Aim of the exercise:
Write out the data in full, exactly as shown.

######

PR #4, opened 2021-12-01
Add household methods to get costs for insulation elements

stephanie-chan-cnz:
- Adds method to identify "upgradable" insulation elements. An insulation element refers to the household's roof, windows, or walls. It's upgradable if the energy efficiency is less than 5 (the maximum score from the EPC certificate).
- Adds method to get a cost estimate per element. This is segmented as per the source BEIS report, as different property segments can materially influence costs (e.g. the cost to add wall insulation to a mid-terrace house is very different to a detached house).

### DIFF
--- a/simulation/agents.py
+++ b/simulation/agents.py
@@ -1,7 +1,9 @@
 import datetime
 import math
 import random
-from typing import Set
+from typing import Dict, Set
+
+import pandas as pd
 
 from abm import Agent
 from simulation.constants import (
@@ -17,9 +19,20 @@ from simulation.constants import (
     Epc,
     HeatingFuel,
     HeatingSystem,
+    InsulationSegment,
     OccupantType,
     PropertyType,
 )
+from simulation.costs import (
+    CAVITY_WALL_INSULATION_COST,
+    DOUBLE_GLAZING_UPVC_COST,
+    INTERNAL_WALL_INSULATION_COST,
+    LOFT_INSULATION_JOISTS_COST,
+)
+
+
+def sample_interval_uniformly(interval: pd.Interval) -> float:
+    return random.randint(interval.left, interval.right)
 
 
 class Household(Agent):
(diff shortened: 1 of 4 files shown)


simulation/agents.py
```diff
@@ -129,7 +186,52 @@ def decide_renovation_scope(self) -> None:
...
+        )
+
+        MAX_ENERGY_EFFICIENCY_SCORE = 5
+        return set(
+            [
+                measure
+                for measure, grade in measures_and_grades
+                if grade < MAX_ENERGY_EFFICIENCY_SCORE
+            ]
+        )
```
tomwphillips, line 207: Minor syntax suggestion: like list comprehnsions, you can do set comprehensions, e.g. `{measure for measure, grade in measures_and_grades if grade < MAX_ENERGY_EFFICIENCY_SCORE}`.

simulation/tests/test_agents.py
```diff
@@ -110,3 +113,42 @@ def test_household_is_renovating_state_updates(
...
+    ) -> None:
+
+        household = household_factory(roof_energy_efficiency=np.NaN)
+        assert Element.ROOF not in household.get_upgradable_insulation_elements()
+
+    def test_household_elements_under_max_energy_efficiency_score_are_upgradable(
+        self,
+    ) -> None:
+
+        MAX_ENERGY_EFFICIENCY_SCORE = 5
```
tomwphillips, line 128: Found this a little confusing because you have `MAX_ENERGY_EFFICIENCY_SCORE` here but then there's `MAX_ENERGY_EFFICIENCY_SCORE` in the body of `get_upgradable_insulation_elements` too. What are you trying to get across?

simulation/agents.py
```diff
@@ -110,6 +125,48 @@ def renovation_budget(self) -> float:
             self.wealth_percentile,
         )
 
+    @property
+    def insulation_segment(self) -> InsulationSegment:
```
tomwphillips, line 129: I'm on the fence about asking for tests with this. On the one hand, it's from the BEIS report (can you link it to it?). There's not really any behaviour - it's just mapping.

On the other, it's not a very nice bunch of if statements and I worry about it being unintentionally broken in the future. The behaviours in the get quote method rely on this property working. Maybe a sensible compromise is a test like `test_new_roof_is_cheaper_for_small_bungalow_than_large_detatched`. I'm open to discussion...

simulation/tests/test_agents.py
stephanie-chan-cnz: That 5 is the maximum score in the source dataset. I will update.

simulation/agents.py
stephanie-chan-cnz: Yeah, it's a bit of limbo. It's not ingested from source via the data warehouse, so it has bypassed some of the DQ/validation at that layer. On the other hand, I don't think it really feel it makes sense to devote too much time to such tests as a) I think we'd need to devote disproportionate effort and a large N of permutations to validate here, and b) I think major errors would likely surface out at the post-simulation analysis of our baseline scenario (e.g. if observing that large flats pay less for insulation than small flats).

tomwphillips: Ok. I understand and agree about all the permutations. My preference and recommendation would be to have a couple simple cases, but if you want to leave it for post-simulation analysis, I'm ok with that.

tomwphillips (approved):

######

Answer below:
PR #4, opened 2021-12-01
Add household methods to get costs for insulation elements

stephanie-chan-cnz:
- Adds method to identify "upgradable" insulation elements. An insulation element refers to the household's roof, windows, or walls. It's upgradable if the energy efficiency is less than 5 (the maximum score from the EPC certificate).
- Adds method to get a cost estimate per element. This is segmented as per the source BEIS report, as different property segments can materially influence costs (e.g. the cost to add wall insulation to a mid-terrace house is very different to a detached house).

### DIFF
--- a/simulation/agents.py
+++ b/simulation/agents.py
@@ -1,7 +1,9 @@
 import datetime
 import math
 import random
-from typing import Set
+from typing import Dict, Set
+
+import pandas as pd
 
 from abm import Agent
 from simulation.constants import (
@@ -17,9 +19,20 @@ from simulation.constants import (
     Epc,
     HeatingFuel,
     HeatingSystem,
+    InsulationSegment,
     OccupantType,
     PropertyType,
 )
+from simulation.costs import (
+    CAVITY_WALL_INSULATION_COST,
+    DOUBLE_GLAZING_UPVC_COST,
+    INTERNAL_WALL_INSULATION_COST,
+    LOFT_INSULATION_JOISTS_COST,
+)
+
+
+def sample_interval_uniformly(interval: pd.Interval) -> float:
+    return random.randint(interval.left, interval.right)
 
 
 class Household(Agent):
(diff shortened: 1 of 4 files shown)


simulation/agents.py
```diff
@@ -129,7 +186,52 @@ def decide_renovation_scope(self) -> None:
...
+        )
+
+        MAX_ENERGY_EFFICIENCY_SCORE = 5
+        return set(
+            [
+                measure
+                for measure, grade in measures_and_grades
+                if grade < MAX_ENERGY_EFFICIENCY_SCORE
+            ]
+        )
```
tomwphillips, line 207: Minor syntax suggestion: like list comprehnsions, you can do set comprehensions, e.g. `{measure for measure, grade in measures_and_grades if grade < MAX_ENERGY_EFFICIENCY_SCORE}`.

simulation/tests/test_agents.py
```diff
@@ -110,3 +113,42 @@ def test_household_is_renovating_state_updates(
...
+    ) -> None:
+
+        household = household_factory(roof_energy_efficiency=np.NaN)
+        assert Element.ROOF not in household.get_upgradable_insulation_elements()
+
+    def test_household_elements_under_max_energy_efficiency_score_are_upgradable(
+        self,
+    ) -> None:
+
+        MAX_ENERGY_EFFICIENCY_SCORE = 5
```
tomwphillips, line 128: Found this a little confusing because you have `MAX_ENERGY_EFFICIENCY_SCORE` here but then there's `MAX_ENERGY_EFFICIENCY_SCORE` in the body of `get_upgradable_insulation_elements` too. What are you trying to get across?

simulation/agents.py
```diff
@@ -110,6 +125,48 @@ def renovation_budget(self) -> float:
             self.wealth_percentile,
         )
 
+    @property
+    def insulation_segment(self) -> InsulationSegment:
```
tomwphillips, line 129: I'm on the fence about asking for tests with this. On the one hand, it's from the BEIS report (can you link it to it?). There's not really any behaviour - it's just mapping.

On the other, it's not a very nice bunch of if statements and I worry about it being unintentionally broken in the future. The behaviours in the get quote method rely on this property working. Maybe a sensible compromise is a test like `test_new_roof_is_cheaper_for_small_bungalow_than_large_detatched`. I'm open to discussion...

simulation/tests/test_agents.py
stephanie-chan-cnz: That 5 is the maximum score in the source dataset. I will update.

simulation/agents.py
stephanie-chan-cnz: Yeah, it's a bit of limbo. It's not ingested from source via the data warehouse, so it has bypassed some of the DQ/validation at that layer. On the other hand, I don't think it really feel it makes sense to devote too much time to such tests as a) I think we'd need to devote disproportionate effort and a large N of permutations to validate here, and b) I think major errors would likely surface out at the post-simulation analysis of our baseline scenario (e.g. if observing that large flats pay less for insulation than small flats).

tomwphillips: Ok. I understand and agree about all the permutations. My preference and recommendation would be to have a couple simple cases, but if you want to leave it for post-simulation analysis, I'm ok with that.

tomwphillips (approved):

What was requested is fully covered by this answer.